Analysing satellite data for climate monitoring
The Space and Atmospheric Physics Group routinely receives processes and stores large amounts of satellite data in order to address a number of important research topics aimed at better understanding the Earth's climate system. An area of particular current interest concerns the detection and quantification of aerosol and its impact on the Earth's radiation budget, or the amount of energy entering and leaving the Earth's atmosphere. Researchers within the group make use of observations from the Geostationary Earth Radiation Budget (GERB) instrument, a project for which Imperial College is the scientific lead, and the Spinning Enhanced Visible and InfraRed Imager (SEVIRI) both in geostationary orbit on the Meteosat Second Generation series of satellites situated over the equator and Greenwich Meridian. The geostationary orbit means that the instruments can effectively be used to track specific events that occur within their field of view with very high time resolution. The figure above shows an example of the type of information contained within the SEVIRI observations. Here, observations from three different SEVIRI thermal infrared channels have been combined and colour-coded in such a way as to emphasize aerosol events. Thus, volcanic emissions that originated from the Puyehue eruption in Chile on 4th June 2011 and have spread around the southern hemisphere show up as yellow, while a dust storm developing in Sudan on the border with the Red Sea is deep magenta. The imagery also permits the identification of deep cloud systems (red) and can be used to highlight the temporal evolution of land surface temperature (contrast the colder, pinker colours over the Sahara at night in the left-hand image with the bluer colour seen during the day, indicative of higher temperatures, in the right-hand image).

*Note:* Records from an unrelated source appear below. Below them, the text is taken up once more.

PR #4929, opened 2019-06-17
Turn on discovery of .editorconfig files

### LINKED ISSUE #4933: Remove deprecated analyzers
In https://github.com/dotnet/roslyn-analyzers/issues/1917#issuecomment-503293520 and https://github.com/dotnet/roslyn-analyzers/issues/1918#issuecomment-503290765 @mavasani points out that `Microsoft.CodeQuality.Analyzers.Exp` is deprecated.

In 92dbbc15e63961f9159b11fdec1c7ae6bcd8fa5f I updated our usage of Roslyn Analyzers from version 2.6.3-beta1.19059.2 to version 2.9.3 and discovered the following packages were not available at that newer version:

- `Text.Analyzers`
- `Microsoft.CodeQuality.Analyzers.Exp`
- ~`Roslyn.Diagnostics.Analyzers`~

@mavasani are all three of these deprecated? Will we be losing anything by removing references to them?

tmeschter:
1. Update to a newer version of Microsoft.Net.Compilers that understands
.editorconfig files.
2. Turn on the automatic discovery of .editorconfig files via the
`DiscoverEditorConfigFiles` property in src/Directory.Build.props. The
latest Microsoft.Net.Compilers understands .editorconfig but does not
yet search for them by default.
3. Replace our .ruleset files with equivalent settings in the .editorconfig file.

Fixes #4933.

Remaining work:
- [x] Fix nullability annotations such as done by @drewnoakes in #4957.
- [x] Update our CI builds to use an image with a recent VS2019. It looks like our current CI systems use VS2017 images, and those don't have the MSBuild changes needed to pass .editorconfig files to the compiler. Otherwise the CI builds will fail.
- [x] Wait for the fix made in https://github.com/dotnet/roslyn/pull/36670 to make it into d162.stg builds. Otherwise you'll end up with lots of spurious warnings and errors in the dotnet/project-system code in the IDE.
- [x] Test for and identify other issues.


drewnoakes:
> The latest Microsoft.Net.Compilers understands .editorconfig but does not yet search for them by default

If `DiscoverEditorConfigFiles` is `false` will Roslyn only consider `.editorconfig` project items?

tmeschter:
@drewnoakes The CoreCompile target in MSBuild will always pass along any `EditorConfigFiles` items to the compiler/IDE, so yes, any explicit `EditorConfigFiles` items in the project will be considered regardless of the `DiscoverEditorConfigFiles` property. This provides a way to turn off the automatic discovery if it is buggy or causing performance problems without completely losing support for .editorconfig files in the compiler.

drewnoakes:
Fixes #4933.

.editorconfig
```diff
@@ -47,8 +47,8 @@ dotnet_separate_import_directive_groups = true
 # Suggest more modern language features when available
 dotnet_style_object_initializer = true:suggestion
 dotnet_style_collection_initializer = true:suggestion
-dotnet_style_coalesce_expression = true:suggestion
-dotnet_style_null_propagation = true:suggestion
+dotnet_style_coalesce_expression = true:error
```
davkean: Why are these and other suggestions being changed and what relationship do they have with https://github.com/dotnet/project-system/issues/4933?

src/Directory.Build.props
```diff
@@ -51,6 +48,8 @@
     <CopyVsixManifestToOutput>false</CopyVsixManifestToOutput>
     
     <NoWarn>$(NoWarn);NU5125</NoWarn>
+
+    <DiscoverEditorConfigFiles>true</DiscoverEditorConfigFiles>
```
davkean: Why isn't this on by default? Are users expected to opt into this to avoid editor configs from being ignored?

davkean:
Given the build errors, looks like these editor configs aren't be respected.

.editorconfig
drewnoakes: @davkean the relationship to #4933 was edited in by me as I created that issue today and later noticed @tmeschter created this PR, which coincidentally fixes it.

davkean: Okay so my question is; I don't see the relationship between the commits/comments and these changes. Why are we now erroring on the lack usage of null propagation?

src/Directory.Build.props
tmeschter: It isn't turned on yet. It will be turned on by default for 16.2 GA.

.editorconfig
tmeschter: The .ruleset files set the corresponding IDE diagnostics (IDE0029, IDE0030, etc.) to be errors which would have overridden the "suggestion" specified in the .editorconfig. I saw no point in setting the severity twice within the same file via different mechanism, so where possible I've updated the existing "nice" name rather than adding another `dotnet_diagnostics.FOO1234.severity = master".

tmeschter:
Yeah, I'm going to need to figure out what's different between my local build and the CI build.

tmeschter:
Ah, the CI build is using images with VS2017 installed, and so the MSBuild we use won't have the required .editorconfig support. @jmarolf what are my options for moving us to a build queue with VS2019?

davkean:
I disabled some new rules for tests due to their noise and pushed it.

When I use this branch, it appears that the editorconfig isn't being respected, what's the trick to turn above on?

.editorconfig
davkean: Fair enough.

drewnoakes:
I merged #4957 to master, then merged master here which got all builds running except the Spanish one, as we don't yet have the necessary VS2019 ES image. @MattGal is on the case.

davkean:
This is falling behind changes, are there plans to make progress on this?

tmeschter:
@davkean Yes, I'm looking at this again. However, due to bugs you'll need to be on a 16.3 build to see everything working properly when working inside ProjectSystem.sln.

PR #4939, opened 2019-06-20
Don't hide/remove empty TFMs from the Dependencies node

### LINKED ISSUE #4937: Don't hide/remove empty TFMs
**Visual Studio Version**: 16.2.0-pre.2.0+29006.145

**Summary**:

TFMs with no dependencies are removed from the dependencies node, which can be confusing.

**Steps to Reproduce**:

1. With SDK 3.0.100 installed open this project:

   ```xml
     <PropertyGroup>
       <OutputType>Exe</OutputType>
       <TargetFrameworks>netcoreapp2.1;netcoreapp3.0</TargetFrameworks>
     </PropertyGroup>
   </Project>
   ```

2. The Dependencies node looks like this:

   image

3. Add:

   ```xml
   <ItemGroup>
     <PackageReference Include="MetadataExtractor" Version="2.1.0" />
   </ItemGroup>
   ```

4. The Dependencies node now looks like:

   image

**Expected Behavior**:

Don't mislead the user into thinking that a package is used in all TFMs. We should show an empty ".NETCoreApp 3.0" node in the first screenshot and dock those children under ".NETCoreApp 2.0".

**Actual Behavior**:

See screenshot.

**User Impact**:

User can be misled.

drewnoakes:
Fixes #4937.

This PR is basically all in 89b57bbcec0831652773484a8827c40ff79ac500.

Previously any target framework not containing a dependency was removed from the snapshot. This was presumably to clean up when a target framework was removed from the project.

This change passes an explicit list of target frameworks through for the snapshot update, so that the tree can always show all target frameworks in multi-targeting projects.

Without this change, it's possible to have a misleading presentation in the UI (see #4937). With SDK 3.0.100, the MSBuild SDK no longer appears as a dependency, so it's much more likely we'd have target frameworks with no dependencies at all.

This also adds validation that the active target framework is present in related collections.

### DIFF
--- a/src/Microsoft.VisualStudio.ProjectSystem.Managed/Tree/Dependencies/Snapshot/DependenciesSnapshot.cs
+++ b/src/Microsoft.VisualStudio.ProjectSystem.Managed/Tree/Dependencies/Snapshot/DependenciesSnapshot.cs
@@ -175,17 +175,17 @@ namespace Microsoft.VisualStudio.ProjectSystem.VS.Tree.Dependencies.Snapshot
 
             if (activeTargetFramework.Equals(TargetFramework.Empty))
             {
-                if (dependenciesByTargetFramework.Count != 0)
-                {
-                    Requires.Fail($"If {nameof(activeTargetFramework)} is empty, {nameof(dependenciesByTargetFramework)} must be empty.");
-                }
+                Requires.Argument(
+                    dependenciesByTargetFramework.Count == 0,
+                    nameof(dependenciesByTargetFramework),
+                    $"Must be empty when {nameof(activeTargetFramework)} is empty.");
             }
             else
             {
-                if (!dependenciesByTargetFramework.ContainsKey(activeTargetFramework))
-                {
-                    Requires.Fail($"{nameof(activeTargetFramework)} must be present in {nameof(dependenciesByTargetFramework)}.");
-                }
+                Requires.Argument(
+                    dependenciesByTargetFramework.ContainsKey(activeTargetFramework),
+                    nameof(dependenciesByTargetFramework),
+                    $"Must contain {nameof(activeTargetFramework)} ({activeTargetFramework.FullName}).");
             }
 
             ProjectPath = projectPath;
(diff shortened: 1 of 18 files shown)


davkean:
Can you clarify the impact of this on a single TFM? For multi-TFM does this add a non-expandable node? If so, should we consider putting a child node under it saying that there's no dependencies?

src/Microsoft.VisualStudio.ProjectSystem.Managed/Tree/Dependencies/Snapshot/DependenciesSnapshot.cs
```diff
@@ -148,27 +155,42 @@ bool RemoveTargetFrameworksWithNoDependencies()
...
         {
             Requires.NotNullOrEmpty(projectPath, nameof(projectPath));
-            Requires.NotNull(activeTarget, nameof(activeTarget));
-            Requires.NotNull(targets, nameof(targets));
+            Requires.NotNull(activeTargetFramework, nameof(activeTargetFramework));
+            Requires.NotNull(dependenciesByTargetFramework, nameof(dependenciesByTargetFramework));
+
+            if (activeTargetFramework.Equals(TargetFramework.Empty))
+            {
+                if (dependenciesByTargetFramework.Count != 0)
```
davkean: Requires.Argument with the condition would simplify these checks.

drewnoakes: Done.

I considered this at the time but because the validation is on the relationship between two arguments it wasn't clear which one to blame.

davkean: For the BCL, we typically just picked the first one in the relationship.

drewnoakes:
> Can you clarify the impact of this on a single TFM?

There is no change for single TFM.

> For multi-TFM does this add a non-expandable node?

Yes, for any TFMs with no dependencies.

> If so, should we consider putting a child node under it saying that there's no dependencies?

We don't do this anywhere else though. Eg. a P2P reference where the referenced project has no dependencies.

Personally I'm ok with the way it is now but will take feedback and am happy if you want to file an issue about it.

PR #4943, opened 2019-06-20
 Use Microsoft.Build.NoTargets SDK for documentation project

drewnoakes:
This dogfoods a custom MSBuild SDK project in our solution ([`Microsoft.Build.NoTargets`](https://github.com/microsoft/MSBuildSdks/tree/master/src/NoTargets)).

> The `Microsoft.Build.NoTargets` MSBuild project SDK allows project tree owners the ability to define projects that do not compile an assembly. This can be useful for utility projects that just copy files, build packages, or any other function where an assembly is not compiled.

### DIFF
--- a/docs/Documentation.csproj
+++ b/docs/Documentation.csproj
@@ -1,7 +1,11 @@
-﻿<Project Sdk="Microsoft.NET.Sdk">
+﻿<Project>
 
+  <!-- See https://github.com/microsoft/MSBuildSdks/tree/master/src/NoTargets -->
+  <Sdk Name="Microsoft.Build.NoTargets" Version="1.0.73" />
+  
   <ItemGroup>
     <None Include="**/*.md" />
+    <PackageReference Remove="@(PackageReference)" />
   </ItemGroup>
 
 </Project>


docs/Documentation.csproj
```diff
@@ -1,7 +1,11 @@
-﻿<Project Sdk="Microsoft.NET.Sdk">
+﻿<Project>
 
+  <!-- See https://github.com/microsoft/MSBuildSdks/tree/master/src/NoTargets -->
+  <Sdk Name="Microsoft.Build.NoTargets" Version="1.0.73" />
+  
   <ItemGroup>
     <None Include="**/*.md" />
+    <PackageReference Remove="@(PackageReference)" />
```
drewnoakes: This removes our default references (via `Directory.Build.props`) to make the Dependencies node nicer here. It's not required.

drewnoakes:
This is failing because the MSBuild project SDK doesn't include a `Test` target. I've opened https://github.com/microsoft/MSBuildSdks/issues/109 to see whether it should.

davkean:
Is this SDK in the box? Or is it using https://github.com/microsoft/msbuild/issues/4025? If the latter, it would be preferable if we did not use it given we're giving guidance to community folks to also not use it.

drewnoakes:
I don't think it's in the box, no. Your call between trading off dogfooding the feature vs. giving the right impression.

PR #4946, opened 2019-06-21
Save 230,912 bytes via lossless image optimisations

drewnoakes:
PNG files on disk reduced from 237,955 bytes down to 7,290 bytes (a 97% reduction).

In a Release build, this commit reduces the size of `Microsoft.VisualStudio.ProjectSystem.Managed.VS.dll` from 900,096 bytes to 669,184 bytes (a 26% reduction).

In both cases the delta is 230,912 bytes as the files are copied into the assembly unchanged.

---

This PR, combined with the removal of unused strings in #4896, brings the in-memory module size of `Microsoft.VisualStudio.ProjectSystem.Managed.VS.dll` down from 1.05 MB to 0.68 MB.

### Before

image

### After

image


davkean:
Nice!

PR #4947, opened 2019-06-21
Save 68,609 bytes by replacing icon with XAML

drewnoakes:
In a Release build, `Microsoft.VisualStudio.ProjectSystem.Managed.VS.dll` is reduced from 900,096 bytes to 831,488 bytes (an 8% reduction).

---

This compounds with reductions from #4946 and #4896 to help bring down the installation size and working set.


davkean:
I think this is good? But I don't know enough about how this affects DPI, I assume this automatically scales?

drewnoakes:
> how this affects DPI, I assume this automatically scales?

The .ico file was so large because it had 17 different BMP files inside it at different sizes (from 16x16 to 256x256) and bit depths (8bpp and 32bpp). That's useful when you need the icon to appear quite small, as you can hand align pixels to a coarse 96dpi screen to keep things crisp. It was also useful in the old days when 32bpp colour wasn't ubiquitous.

That dialog shows this image at 32x32 display units (equivalent to ~1/3 inch on screen) which is large enough that the default XAML rendering will look crisp enough at 96dpi.

At higher DPIs it will scale automatically and look identical.

Issue #4951, opened 2019-06-21
Add RuntimeIdentifierGraphPath to nomination


nkolev92:
**Visual Studio Version**: 16.2

**Summary**:

Original ask [here](https://github.com/NuGet/Home/issues/7351). 

The SDK will provide the RuntimeIdentifierGraphPath, that NuGet will treat that as the project provided runtime identifier graph.
This will effectively replace the platforms package. 

cc @davkean 

**Steps to Reproduce**:
N/A

**Expected Behavior**:
N/A
**Actual Behavior**:
N/A
**User Impact**:
Affets .NET Core 3.0 customers.

davkean:
This has been merged.

PR #4952, opened 2019-06-21
Pass RuntimeIdentifierGraphPath during nomination

nkolev92:
Fixes https://github.com/dotnet/project-system/issues/4951

Original ask [here](https://github.com/NuGet/Home/issues/7351).
Spec at https://github.com/NuGet/Client.Engineering/blob/master/Specs/RuntimeJsonFromProject.md. 

The SDK will provide the RuntimeIdentifierGraphPath, that NuGet will treat that as the project provided runtime identifier graph.
This will effectively replace the platforms package.

cc @davkean @jjmew

### DIFF
--- a/src/Microsoft.VisualStudio.ProjectSystem.Managed/ProjectSystem/Rules/NuGetRestore.xaml
+++ b/src/Microsoft.VisualStudio.ProjectSystem.Managed/ProjectSystem/Rules/NuGetRestore.xaml
@@ -89,6 +89,10 @@
                   ReadOnly="True"
                   Visible="False" />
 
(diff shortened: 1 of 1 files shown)


davkean:
@jjmew This in 16.2, what do we need to take this for approval?

jjmew:
> @jjmew This in 16.2, what do we need to take this for approval?

A regular insertion to d16.2stg before 7/1 will be enough. It just needs to go in the right branch. 
CC: @jmarolf

nkolev92:
Thanks @davkean, @jjmew

PR #4955, opened 2019-06-23
Change Control subtype to UserControl

davidwengier:
Fix the enum value for user controls.

### DIFF
--- a/src/Microsoft.VisualStudio.ProjectSystem.Managed/ProjectSystem/Rules/Items/AdditionalFiles.BrowseObject.xaml
+++ b/src/Microsoft.VisualStudio.ProjectSystem.Managed/ProjectSystem/Rules/Items/AdditionalFiles.BrowseObject.xaml
@@ -140,7 +140,7 @@
     </EnumProperty.DataSource>
     <EnumValue Name="Designer" />
     <EnumValue Name="Component" />
-    <EnumValue Name="Control" />
+    <EnumValue Name="UserControl" />
     <EnumValue Name="Form" />
     <EnumValue Name="Code" />
   </EnumProperty>
--- a/src/Microsoft.VisualStudio.ProjectSystem.Managed/ProjectSystem/Rules/Items/ApplicationDefinition.BrowseObject.xaml
+++ b/src/Microsoft.VisualStudio.ProjectSystem.Managed/ProjectSystem/Rules/Items/ApplicationDefinition.BrowseObject.xaml
@@ -140,7 +140,7 @@
     </EnumProperty.DataSource>
     <EnumValue Name="Designer" />
     <EnumValue Name="Component" />
-    <EnumValue Name="Control" />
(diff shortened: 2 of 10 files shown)


src/Microsoft.VisualStudio.ProjectSystem.Managed/ProjectSystem/Rules/Items/AdditionalFiles.BrowseObject.xaml
```diff
@@ -140,7 +140,7 @@
     </EnumProperty.DataSource>
     <EnumValue Name="Designer" />
     <EnumValue Name="Component" />
-    <EnumValue Name="Control" />
+    <EnumValue Name="UserControl" />
     <EnumValue Name="Form" />
```
davkean: This is also wrong, this doesn't exist.

davkean:
Is this the underlying cause of https://github.com/dotnet/roslyn/issues/36609?

src/Microsoft.VisualStudio.ProjectSystem.Managed/ProjectSystem/Rules/Items/AdditionalFiles.BrowseObject.xaml
davidwengier: `Form`? Okay, I shall remove.

davidwengier:
Yes and no. @lifengl identified three issues in an email, and this is one of them, however he's also changed CPS so the values here don't matter any more, if I understand correctly.

src/Microsoft.VisualStudio.ProjectSystem.Managed/ProjectSystem/Rules/Items/AdditionalFiles.BrowseObject.xaml
davidwengier: Where is the official list of subtypes? `Form` is used in [our own code](https://github.com/dotnet/project-system/blob/afa02d302e08df1ffe8689dbcd6b9d65c6f59c2f/src/Microsoft.VisualStudio.AppDesigner/Microsoft.VisualStudio.AppDesigner.vbproj#L50) in a couple of spots, and is part of legacy: http://index/?query=%60VSSUBTYPE_FORM&rightProject=VS(Repo)&file=src%5Cvsproject%5Cinc%5Csubtypes.h&line=25

davkean: Yeah my bad, I even handled this in https://github.com/dotnet/project-system/pull/4913. I was originally under the impression that Form/Designer were the same, but they aren't: http://index/?query=Form&rightProject=System.Windows.Forms&file=System%5CWinForms%5CForm.cs&line=49. Let me find which control uses "Designer".

PR #4957, opened 2019-06-23
Update nullability annotations

drewnoakes:


src/Microsoft.VisualStudio.ProjectSystem.Managed.VS/ProjectSystem/VS/Tree/Dependencies/GraphNodes/ViewProviders/GraphViewProviderBase.cs
```diff
@@ -121,7 +122,7 @@ IEnumerable<string> GetExistingChildren()
         public virtual bool MatchSearchResults(
             IDependency topLevelDependency,
             Dictionary<string, HashSet<IDependency>> searchResultsPerContext,
-            out HashSet<IDependency>? topLevelDependencyMatches)
+            [MaybeNullWhen(returnValue: false)] out HashSet<IDependency>? topLevelDependencyMatches)
```
davidwengier: Does this mean that the out param definitely won't be null when the method returns true?

drewnoakes: The above construct is incorrect. Pushed a correction.

The four attributes (AllowNull/DisallowNull/NotNull/MaybeNull) and the conditional form above all override the type's declared nullability. So in the above example the HashSet should be non-null with the attribute specifying a null return when false (or a nullable type with NotNullWhen(true)).

davidwengier: Yep, the update makes much more sense. Couldn't work out what "maybe null" meant when the parameter type was already nullable.

drewnoakes:
I think this needs a newer compiler. I've looked but can't see how to update the reference.

davkean:
`<MicrosoftNetCompilersVersion>` in Versions.props controls this.

src/Microsoft.VisualStudio.ProjectSystem.Managed.VS/ProjectSystem/VS/Tree/Dependencies/GraphNodes/ViewProviders/IDependenciesGraphViewProvider.cs
```diff
@@ -60,6 +60,6 @@ internal interface IDependenciesGraphViewProvider
         bool MatchSearchResults(
             IDependency topLevelDependency,
             Dictionary<string, HashSet<IDependency>> searchResultsPerContext,
-            [NotNullWhenTrue] out HashSet<IDependency>? topLevelDependencyMatches);
+            [MaybeNullWhen(false)] out HashSet<IDependency> topLevelDependencyMatches);
```
davkean: If it "may be" null, then why isn't it marked nullable?

drewnoakes: It actuall was until my force push. You use annotations when you want to override the declared type's nullability. Another example would be a `string?` property where the setter cannot be null (i.e. annotate the setter with `[DisallowNull]`). It's also useful on generic types such as `IEquatable<T>` (which reminds me, I should update one of the annotations for that interface in the dependencies node.)

tmeschter:
We need to be careful that we don't conflict with #4929 as that also updates the Microsoft.Net.Compiler package.

PR #6772, opened 2020-12-01
Preserve values of a synthetic property

tmeschter:
In the new project property pages we allow the user to specify if they want to supply separate icon and manifest files for their application, or if they want to supply a resource file containing the information. This selection is done via a drop down. Depending on which option the user chooses, we show or hide the controls for the relevant properties.

This "resource specification kind" is a "synthetic" property that has no representation of its own in the project file (or any other storage). Instead, we assume that if the "Win32Resource" property has a value, the user has opted to use a resource file; otherwise, they have opted to use an icon and manifest.

This currently leads to problems when trying to switch between the two. If the project does not specify the "Win32Resource" property and the user tries to change the drop down from "Icon and Manifest" to "Resource file" the property page will send the new value ("ResourceFile") to the server. It then refreshes its value--and gets back "IconAndManifest". At this point the drop down reverts to its original value, and the controls for the resource file path are hidden.

To fix this, we need to remember the user's choice for the resource specification kind when they have made an explicit change. Here we make use of `ITemporaryProjectStorage` to do so, and we use the following logic when the resource specification kind is retrieved:

1. If the application icon or application manifest are specified, return "IconAndManifest".
2. If the resource file is specified, return "ResourceFile".
3. If none of those properties are specified but we have a saved value, use that.
4. If all else fails, return "IconAndManifest" as the default.

###### Microsoft Reviewers: [Open in CodeFlow](http://wpcp.azurewebsites.net/CodeFlowProtocolProxy2.php?pullrequest=https://github.com/dotnet/project-system/pull/6772)

### DIFF
--- a/tests/Microsoft.VisualStudio.ProjectSystem.Managed.UnitTests/Mocks/ITemporaryPropertyStorageFactory.cs
+++ b/tests/Microsoft.VisualStudio.ProjectSystem.Managed.UnitTests/Mocks/ITemporaryPropertyStorageFactory.cs
@@ -10,10 +10,7 @@ namespace Microsoft.VisualStudio.ProjectSystem
     {
         public static ITemporaryPropertyStorage Create(Dictionary<string, string>? values = null)
         {
-            if (values is null)
-            {
-                values = new();
-            }
+            values ??= new();
 
             var mock = new Mock<ITemporaryPropertyStorage>();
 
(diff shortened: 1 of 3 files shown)


jjmew (approved):
:shipit:

tests/Microsoft.VisualStudio.ProjectSystem.Managed.UnitTests/Mocks/ITemporaryPropertyStorageFactory.cs
```diff
@@ -0,0 +1,29 @@
...
+namespace Microsoft.VisualStudio.ProjectSystem
+{
+    internal static class ITemporaryPropertyStorageFactory
+    {
+        public static ITemporaryPropertyStorage Create(Dictionary<string, string>? values = null)
+        {
+            if (values is null)
+            {
+                values = new();
+            }
```
drewnoakes, line 16: Could use null coalescing assignment:

```suggestion
            values ??= new();
```

drewnoakes (approved):
Looks good to me! Thanks for sorting this out so quickly.

tests/Microsoft.VisualStudio.ProjectSystem.Managed.UnitTests/Mocks/ITemporaryPropertyStorageFactory.cs
tmeschter: I always forget about that operator!

PR #6775, opened 2020-12-02
Only set config-independent properties once

tmeschter:
Currently, when setting a property value through the Project Query API we first find all the applicable `ConfiguredProject`s, then bind the requested rule in each, and finally retrieve and set the property in each bound rule.

This makes sense for configuration-dependent properties, where we may want to set the values in some configurations but not others. However, most of our properties are configuration-independent and it doesn't matter which `ConfiguredProject` we go through or how many: ultimately, we'll end up with just one definition in the project file, with no configuration conditions. To avoid unnecessary work we should only set the value of a configuration-independent property once.

This commit adds the necessary checks before we start retrieving the `ConfiguredProject`s.

###### Microsoft Reviewers: [Open in CodeFlow](http://wpcp.azurewebsites.net/CodeFlowProtocolProxy2.php?pullrequest=https://github.com/dotnet/project-system/pull/6775)

### DIFF
--- a/src/Microsoft.VisualStudio.ProjectSystem.Managed.VS/ProjectSystem/VS/Query/PropertyPages/ProjectSetUIPropertyValueActionCore.cs
+++ b/src/Microsoft.VisualStudio.ProjectSystem.Managed.VS/ProjectSystem/VS/Query/PropertyPages/ProjectSetUIPropertyValueActionCore.cs
@@ -3,11 +3,9 @@
 using System;
 using System.Collections.Generic;
 using System.Collections.Immutable;
-using System.Linq;
 using System.Threading.Tasks;
 using Microsoft.Build.Framework.XamlTypes;
 using Microsoft.VisualStudio.ProjectSystem.Properties;
-using Microsoft.VisualStudio.ProjectSystem.Query;
 
 namespace Microsoft.VisualStudio.ProjectSystem.VS.Query
 {
--- a/src/Microsoft.VisualStudio.ProjectSystem.Managed.VS/ProjectSystem/VS/Query/PropertyPages/ProjectSetUIPropertyValueActionCore.cs
+++ b/src/Microsoft.VisualStudio.ProjectSystem.Managed.VS/ProjectSystem/VS/Query/PropertyPages/ProjectSetUIPropertyValueActionCore.cs
@@ -79,9 +79,10 @@ namespace Microsoft.VisualStudio.ProjectSystem.VS.Query
                         // all matching configurations.
                         if (await propertyPageCache.GetKnownConfigurationsAsync() is IImmutableSet<ProjectConfiguration> knownConfigurations)
                         {
-                            foreach (ProjectConfiguration knownConfiguration in knownConfigurations.Where(config => config.MatchesDimensions(_dimensions)))
+                            foreach (ProjectConfiguration knownConfiguration in knownConfigurations)
                             {
-                                if (await propertyPageCache.BindToRule(knownConfiguration, _pageName) is IRule boundRule)
+                                if (knownConfiguration.MatchesDimensions(_dimensions)
+                                    && await propertyPageCache.BindToRule(knownConfiguration, _pageName) is IRule boundRule)
                                 {
                                     projectRules.Add(boundRule);
                                 }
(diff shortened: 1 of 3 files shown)


src/Microsoft.VisualStudio.ProjectSystem.Managed.VS/ProjectSystem/VS/Query/PropertyPages/ProjectSetUIPropertyValueActionCore.cs
```diff
@@ -64,21 +65,39 @@ public async Task OnBeforeExecutingBatchAsync(IEnumerable<UnconfiguredProject> t
...
-                        foreach (ProjectConfiguration knownConfiguration in knownConfigurations.Where(config => config.MatchesDimensions(_dimensions)))
+                        // The property is configuration-dependent; we need to collect the bound rules for
+                        // all matching configurations.
+                        if (await propertyPageCache.GetKnownConfigurationsAsync() is IImmutableSet<ProjectConfiguration> knownConfigurations)
                         {
-                            if (await propertyPageCache.BindToRule(knownConfiguration, _pageName) is IRule boundRule)
+                            foreach (ProjectConfiguration knownConfiguration in knownConfigurations.Where(config => config.MatchesDimensions(_dimensions)))
                             {
-                                projectRules.Add(boundRule);
+                                if (await propertyPageCache.BindToRule(knownConfiguration, _pageName) is IRule boundRule)
```
MiYanni, line 84: Since you have this 'filter' if-statement, you can either combine it with the Where, or (to save allocations) remove the Where and put an && condition in this if-statement for the `MatchesDimensions` clause. Either will remove double filtering.

MiYanni (approved):

src/Microsoft.VisualStudio.ProjectSystem.Managed.VS/ProjectSystem/VS/Query/PropertyPages/ProjectSetUIPropertyValueActionCore.cs
```diff
@@ -64,21 +65,39 @@ public async Task OnBeforeExecutingBatchAsync(IEnumerable<UnconfiguredProject> t
...
-                    if (await propertyPageCache.GetKnownConfigurationsAsync() is IImmutableSet<ProjectConfiguration> knownConfigurations)
+                    if (configurationDependent)
                     {
-                        foreach (ProjectConfiguration knownConfiguration in knownConfigurations.Where(config => config.MatchesDimensions(_dimensions)))
+                        // The property is configuration-dependent; we need to collect the bound rules for
+                        // all matching configurations.
+                        if (await propertyPageCache.GetKnownConfigurationsAsync() is IImmutableSet<ProjectConfiguration> knownConfigurations)
                         {
-                            if (await propertyPageCache.BindToRule(knownConfiguration, _pageName) is IRule boundRule)
+                            foreach (ProjectConfiguration knownConfiguration in knownConfigurations.Where(config => config.MatchesDimensions(_dimensions)))
```
drewnoakes, line 82: Can potentially improve perf here by running the `BindToRule` calls concurrently, rather than serializing them in a `foreach`.

Something like:

```c#
var tasks = knownConfigurations
    .Where(config => config.MatchesDimensions(_dimensions))
    .Select(config => propertyPageCache.BindToRule(config, _pageName))
    .ToList();

await Task.WhenAll(tasks);

projectRules.AddRange(tasks.Select(task => task.GetAwaiter().GetResult());
```

drewnoakes (approved):

src/Microsoft.VisualStudio.ProjectSystem.Managed.VS/ProjectSystem/VS/Query/PropertyPages/ProjectSetUIPropertyValueActionCore.cs
tmeschter: The call to `BindToRule` may cause us to call `UnconfiguredProject.LoadConfiguredProjectAsync`, and that method is likely to take a lock. As such, the potential benefits here may not be as great as we could hope.

It may still be a worthwhile optimization, but I want to wait until we have actual data traces before I start with perf optimizations--especially those that introduce concurrency.

src/Microsoft.VisualStudio.ProjectSystem.Managed.VS/ProjectSystem/VS/Query/PropertyPages/ProjectSetUIPropertyValueActionCore.cs
tmeschter: Done.

jjmew (approved):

Imagery from SEVIRI on Meteosat-8 at midnight (left) and 12 pm (right) on 8th June 2011 viewing Europe, Africa, Arabia and the Atlantic. Deep red colours indicate cloud systems, the area of deep magenta over Sudan is a developing Saharan dust storm, while the yellow streaks are volcanic ash transported over the South Atlantic from the eruption of the Puyehue volcano in Chile (Source: Raw data from EUMETSAT, Dr Helen Brindley’s own imagery).
Data such as these have been used in near-real time to provide support for several scientific field campaigns in Africa as well as providing the first observationally based quantification of the degree to which aerosol can act to both heat and cool the Earth-atmosphere system locally, dependent on time of day. The challenge now is to extend these findings to cover a larger area over a longer time period, requiring the provision of dedicated data storage, suitable back-up facilities and processing capability.